WASHINGTON: American consumers appear to be carrying the US economy in their shopping carts as manufacturing slumps amid President Donald Trump's trade conflict with China, and financial signals warn of a possible recession.

"The economy is phenomenal," Trump said Thursday. "We had a couple of bad days but we are going to have some very good days because we had to take on China."

But despite his cheerleading, a raft of new US data reports showed a mixed picture on the economy, leading Wall Street to post a modest recovery from its worst day of the year.

Global financial markets remain concerned about slowing European and Chinese economies, which caused a closely watched recession signal to flash red, sending stocks worldwide down two percent or more on Wednesday.

Longer term bond yields continued to fall with the 30-year US Treasury bond dropping below two percent for the first time ever, while the 10-year hit the lowest point in three years as investors sought safe havens to hedge against a possible downturn.

The US manufacturing sector, which declined in the first two quarters of the year, putting it in recession, slumped again in July and is now down 1.5 percent this year, the Federal Reserve reported.

That comes on the heels of other data showing the trade war has undermined business confidence and is curtailing investment amid the uncertainty.

"It is hard to avoid the conclusion that the industrial sector is being dragged down by overseas developments," analysts John Ryding and Conrad DeQuadros of RDQ Economics said.

Their analysis highlighted "the impact of tariffs on supply chains, and the effects of uncertainty about these policies may have had in subduing capital spending."

Although Trump has made boosting manufacturing a central focus of his economic policies, this sector makes up a dwindling share of the US economy.

"The sector is in recession, but it is nothing like deep enough to threaten the overall economy," said Ian Shepherdson of Pantheon Macroeconomics.


- Confident shoppers -



Even before Trump gave retailers an early Christmas bonus by delaying tariffs on more than half the $300 billion in Chinese goods targeted for new 10 percent punitive duties, Americans' spending habits were buoying the economy.

That trend continued in July, the first month of the third quarter, as retail sales jumped 0.7 percent, far more than expected, driven by e-commerce and Amazon's 48-hour prime "day," according to new data from the Commerce Department.

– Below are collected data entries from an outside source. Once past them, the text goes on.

PR #335, opened 2025-07-31
Add Author and Commit Message to Snapshot

pdet:
This PR adds support for including the author and commit message in a DuckLake snapshot.

It extends the `snapshot` table with two new columns: `author` and `commit_message`.

To include this information in a snapshot, the user must start a transaction and set the commit message before committing the transaction using `ducklake.set_commit_message({author}, {commit_message});`.
 For example:

```sql
CREATE TABLE ducklake.people(a integer, b varchar);

BEGIN;

INSERT INTO ducklake.people VALUES (1, 'pedro');

CALL ducklake.set_commit_message('Pedro', 'Inserting myself');

COMMIT;

SELECT snapshot_id, author, commit_message FROM ducklake.snapshots() where snapshot_id = 2
----
2	Pedro	Inserting myself
```

We also added an option that makes it mandatory for the user to provide this information. This can be enabled with `CALL ducklake.set_option('require_commit_message', True)`. The option is set to `False` by default. When set to `True`, the user must always call `set_commit_message`. Both `NULL` and `empty` strings are considered valid values for `author` and `commit_message`, so this option only enforces that the user explicitly sets them.

Additionally, this PR includes migration code from previous versions of DuckLake and fixes a small bug related to setting the same option multiple times.

### DIFF
--- a/src/include/storage/ducklake_metadata_info.hpp
+++ b/src/include/storage/ducklake_metadata_info.hpp
@@ -337,9 +337,10 @@ struct DuckLakePath {
 
 struct DuckLakeSnapshotCommit {
 	//! Author of the commit
-	string author;
+	Value author;
 	//! The commit message for the snapshot
-	string commit_message;
+	Value commit_message;
+	//! If the user set the commit info for the snapshot
 	bool is_commit_info_set = false;
 };
 
--- a/src/include/storage/ducklake_metadata_info.hpp
+++ b/src/include/storage/ducklake_metadata_info.hpp
@@ -340,6 +340,7 @@ struct DuckLakeSnapshotCommit {
 	string author;
 	//! The commit message for the snapshot
 	string commit_message;
+	bool is_commit_info_set = false;
 };
 
 struct DuckLakeConfigOption {
--- a/src/include/storage/ducklake_metadata_info.hpp
+++ b/src/include/storage/ducklake_metadata_info.hpp
@@ -184,6 +184,8 @@ struct DuckLakeSnapshotInfo {
 	timestamp_tz_t time;
 	idx_t schema_version;
 	SnapshotChangeInfo change_info;
+	string author;
+	string commit_message;
 };
 
 struct DuckLakeViewInfo {
@@ -331,6 +333,13 @@ struct DuckLakeTableSizeInfo {
 struct DuckLakePath {
 	string path;
 	bool path_is_relative;
+};
+
+struct DuckLakeSnapshotCommit {
+	//! Author of the commit
+	string author;
+	//! The commit message for the snapshot
+	string commit_message;
 };
 
 struct DuckLakeConfigOption {
--- a/src/include/storage/ducklake_metadata_info.hpp
+++ b/src/include/storage/ducklake_metadata_info.hpp
@@ -184,8 +184,8 @@ struct DuckLakeSnapshotInfo {
 	timestamp_tz_t time;
 	idx_t schema_version;
 	SnapshotChangeInfo change_info;
-	string author;
-	string commit_message;
+	Value author;
+	Value commit_message;
 };
 
 struct DuckLakeViewInfo {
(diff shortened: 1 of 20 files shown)


src/storage/ducklake_catalog.cpp
```diff
@@ -619,7 +619,7 @@ void DuckLakeCatalog::SetConfigOption(const DuckLakeConfigOption &option) {
 		return;
 	}
 	// scoped globally
-	options.config_options.emplace(key, value);
+	options.config_options[key] = value;
```
Mytherin, line 622: Can we also fix this for the other two cases?

src/include/storage/ducklake_metadata_info.hpp
```diff
@@ -184,6 +184,8 @@ struct DuckLakeSnapshotInfo {
 	timestamp_tz_t time;
 	idx_t schema_version;
 	SnapshotChangeInfo change_info;
+	string author;
```
Mytherin: Should this not be a `Value` so we can distinguish between `NULL` and the empty string?

src/storage/ducklake_metadata_manager.cpp
```diff
@@ -2015,6 +2018,8 @@ ORDER BY snapshot_id
 		snapshot_info.time = GetTimestampTZFromRow(*context, row, 1);
 		snapshot_info.schema_version = row.GetValue<idx_t>(2);
 		snapshot_info.change_info.changes_made = row.IsNull(3) ? string() : row.GetValue<string>(3);
+		snapshot_info.author = row.IsNull(3) ? string() : row.GetValue<string>(4);
```
Mytherin: This is checking `NULL-ness` for the wrong column

src/storage/ducklake_transaction.cpp
```diff
@@ -1415,6 +1427,17 @@ unique_ptr<QueryResult> DuckLakeTransaction::Query(DuckLakeSnapshot snapshot, st
 	query = StringUtil::Replace(query, "{SCHEMA_VERSION}", to_string(snapshot.schema_version));
 	query = StringUtil::Replace(query, "{NEXT_CATALOG_ID}", to_string(snapshot.next_catalog_id));
 	query = StringUtil::Replace(query, "{NEXT_FILE_ID}", to_string(snapshot.next_file_id));
+	if (commit_info.author.IsNull()) {
+		query = StringUtil::Replace(query, "{AUTHOR}", "NULL");
+	} else {
+		query = StringUtil::Replace(query, "{AUTHOR}", commit_info.author.ToSQLString());
```
Mytherin: Doesn't `ToSQLString` map to `NULL` if it is NULL? Do we need this branching?

src/storage/ducklake_metadata_manager.cpp
```diff
@@ -50,7 +50,7 @@ void DuckLakeMetadataManager::InitializeDuckLake(bool has_explicit_schema, DuckL
 	string encryption_str = encryption == DuckLakeEncryption::ENCRYPTED ? "true" : "false";
 	initialize_query += StringUtil::Format(R"(
 CREATE TABLE {METADATA_CATALOG}.ducklake_metadata(key VARCHAR NOT NULL, value VARCHAR NOT NULL, scope VARCHAR, scope_id BIGINT);
-CREATE TABLE {METADATA_CATALOG}.ducklake_snapshot(snapshot_id BIGINT PRIMARY KEY, snapshot_time TIMESTAMPTZ, schema_version BIGINT, next_catalog_id BIGINT, next_file_id BIGINT);
+CREATE TABLE {METADATA_CATALOG}.ducklake_snapshot(snapshot_id BIGINT PRIMARY KEY, snapshot_time TIMESTAMPTZ, schema_version BIGINT, next_catalog_id BIGINT, next_file_id BIGINT, author VARCHAR, commit_message VARCHAR);
```
Mytherin: Can we add this to the `ducklake_snapshot_changes` table instead?

Mytherin (commented):
Thanks for the PR! Looks good - some comments

src/storage/ducklake_metadata_manager.cpp
pdet: Sure, should it still be part of the return of the  `ducklake_snapshots` functions?

Mytherin: Yes

Mytherin:
Thanks!

PR #340, opened 2025-08-04
Change retry options to Global and adjust error message to suggest an increase of the option.

pdet:


src/storage/ducklake_transaction.cpp
```diff
@@ -1361,7 +1361,13 @@ void DuckLakeTransaction::FlushChanges() {
 			if (!can_retry || !retry_on_error || finished_retrying) {
 				// we abort after the max retry count
 				CleanupFiles();
-				error.Throw("Failed to commit DuckLake transaction: ");
+				// Add additional information on number of retries and suggest to increase it
+				std::ostringstream error_message;
+				error_message << "Failed to commit DuckLake transaction." << '\n';
+				error_message << "* ducklake_max_retry_count is set to " << max_retry_count
```
Mytherin: Let's only add this if `finished_retrying` is triggered - otherwise this is just noise

Mytherin: I would suggest this more explicit error message in this scenario:

`Exceeded the maximum retry count of {max_retry_count} set by the `ducklake_max_retry_count` setting. Consider increasing the value with: "SET ...."`

Mytherin:
Thanks!

PR #343, opened 2025-08-05
Add extra_info parameter to commit messages.

pdet:
This PR allows users to insert extra information into commit messages. This extra information can be, for example, but is not limited to, a `JSON`.

Usage example:

```sql
CALL ducklake.set_commit_message('Pedro', 'Inserting Ollie', extra_info=>'{''barks'':7, ''cuteness'':10}');
```

Which will then result in:
```sql
SELECT snapshot_id, author, commit_message, commit_extra_info FROM ducklake.snapshots() where snapshot_id = 12
----
12	Pedro	Inserting Ollie	{'barks':7, 'cuteness':10}
```


Mytherin:
Thanks!

vcanaran:
Got it extra_info replaces params thank you. @pdet

PR #344, opened 2025-08-05
Automatically modify CREATE_IF_NOT_EXISTS to false if not manually set and attach is on read only mode

pdet:


Mytherin:
Thanks!

PR #345, opened 2025-08-05
added ducklake label to the internal forwarding bot

guillesd:
This PR just adds the label `ducklake` to the internal mirroring repository that we use for issue tracking


Mytherin:
Thanks!

PR #346, opened 2025-08-05
Add file footer to ducklake_add_data_files

pdet:


src/functions/ducklake_add_data_files.cpp
```diff
@@ -291,7 +292,7 @@ FROM read_blob(%s)
 	}
 	// use parquet_file_metadata to get the num rows
 	result = transaction.Query(StringUtil::Format(R"(
-SELECT file_name, num_rows
+SELECT file_name, num_rows, footer_size
 FROM parquet_file_metadata(%s)
```
Mytherin, line 280: `parquet_file_metadata` now also contains `file_size_bytes` - can we use that and get rid of the call to `read_blob` which is currently used to get the file size?

test/sql/add_files/add_file_footer_size.test
```diff
@@ -0,0 +1,25 @@
...
+
+# write a parquet file outside of DuckLake
+statement ok
+COPY (SELECT 200 col1, 'world' col2) TO '__TEST_DIR__/data.parquet';
+
+statement ok
+CALL ducklake_add_data_files('ducklake', 'test', '__TEST_DIR__/data.parquet')
+
+query I
+SELECT data_file_footer_size FROM ducklake_list_files('ducklake', 'test')
```
Mytherin: Let's just do `footer_size > 0`, otherwise this can randomly break (as already evidenced by the upstream change)

Mytherin (commented):
LGTM - can you just merge with main and fix the test issue?

Mytherin:
Thanks!

PR #347, opened 2025-08-05
Add use_hive_partitioning option

pdet:


guillesd:
I guess this will be an option exposed to the user. If that's the case let's add a `Needs documentation` label!

pdet:
> I guess this will be an option exposed to the user. If that's the case let's add a `Needs documentation` label!

You are absolutely right, bad practice from my side (:

src/functions/ducklake_options.cpp
```diff
@@ -22,6 +22,7 @@ static constexpr const ducklake_option_array DUCKLAKE_OPTIONS = {
      {"parquet_compression_level", "Compression level for Parquet files"},
      {"parquet_row_group_size", "Number of rows per row group in Parquet files"},
      {"parquet_row_group_size_bytes", "Number of bytes per row group in Parquet files"},
+     {"use_hive_partitioning", "If data should be partitioned in the hive format"},
```
Mytherin: In DuckDB this is called `hive_file_pattern` - maybe it makes sense to keep that convention?

Mytherin: Also maybe "`if partitioned data should be written in a hive-like folder structure`" is maybe more clear. The partitioning strategy used is unchanged after all  - the files will be partitioned in the same manner regardless of this setting.

src/storage/ducklake_insert.cpp
```diff
@@ -621,7 +621,12 @@ PhysicalOperator &DuckLakeInsert::PlanCopyForInsert(ClientContext &context, Phys
 	physical_copy.names = std::move(copy_options.names);
 	physical_copy.expected_types = std::move(copy_options.expected_types);
 	physical_copy.parallel = true;
-	physical_copy.hive_file_pattern = !is_encrypted ? true : false;
+	if (is_encrypted) {
+		// if encrypted we never use hive partitioning
+		physical_copy.hive_file_pattern = false;
```
Mytherin: I think for encrypted databases we just want to default this setting to `false` on creation - there might be cases where people want to write encrypted databases in a hive file pattern. The setting should still be respected.

Mytherin (commented):
Thanks! LGTM - some comments

Mytherin:
Thanks!

djouallah:
does not works in 1.4.0.dev2303 ?

Issue #334, opened 2025-07-30
Add schema support to `ducklake_add_data_files`


utay:
Currently the `ducklake_add_data_files` function takes a catalog and a table, but we can't add a data file to a table of a specific schema. Looking at the code, `schema_name` is left undefined:
https://github.com/duckdb/ducklake/blob/b242186a8c9a13d1f756fe29260f4c0f7ef988b6/src/functions/ducklake_add_data_files.cpp#L24-L34

It would be great to be able to specify the schema like:
```
CALL ducklake_add_data_files('my_ducklake', '<schema>', 'people', 'people.parquet');
```
or
```
CALL ducklake_add_data_files('my_ducklake', '<schema>.people', 'people.parquet');
```

PR #348, opened 2025-08-06
Allow schema to be defined in ducklake_add_data_files

pdet:
Fix: https://github.com/duckdb/ducklake/issues/334


src/functions/ducklake_add_data_files.cpp
```diff
@@ -30,6 +30,12 @@ static unique_ptr<FunctionData> DuckLakeAddDataFilesBind(ClientContext &context,
 		throw InvalidInputException("Table name cannot be NULL");
 	}
 	auto table_name = StringValue::Get(input.inputs[1]);
+	auto table_info = StringUtil::Split(table_name, '.');
```
Mytherin: Let's not do this because this means we can no longer support tables with a dot in them correctly. Elsewhere we use an explicit `schema` parameter.

pdet: What should the schema option be then? a named parameter so we can have a default value? Or the user always needs to specify it?

Mytherin: Yes, a named parameter with a default value just like in other places where this is used

Mytherin:
Thanks!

"The United States is now, by far, the Biggest, Strongest and Most Powerful Economy in the World, it is not even close!" Trump tweeted. "As others falter, we will only get stronger. Consumers are in the best shape ever, plenty of cash."

Walmart -- which has been beefing up its online presence to compete with Amazon -- added to the good retail news, reporting better than expected profits in the latest quarter and boosting its forecast for the year.

"Households are in good shape with spending and that should continue as long as the labor market remains healthy," National Retail Federation chief economist Jack Kleinhenz said.

But he warned that financial market volatility and "increased trade tensions in recent weeks may put a wind of caution in consumer spending as we move forward in 2019."

Trump said in a radio interview Thursday that his negotiators "are making tremendous progress" on a possible deal with China.

"China, frankly, would love to make a deal," he said.

By December 15 all goods imported from China will face stiff US tariffs, and markets are watching anxiously to see if talks planned for September are actually held.

Meanwhile, China, which has been gradually reducing its holdings of US Treasury debt, for the first time since May 2017 is no longer the biggest US creditor, according to data released Thursday. Japan retook the top spot.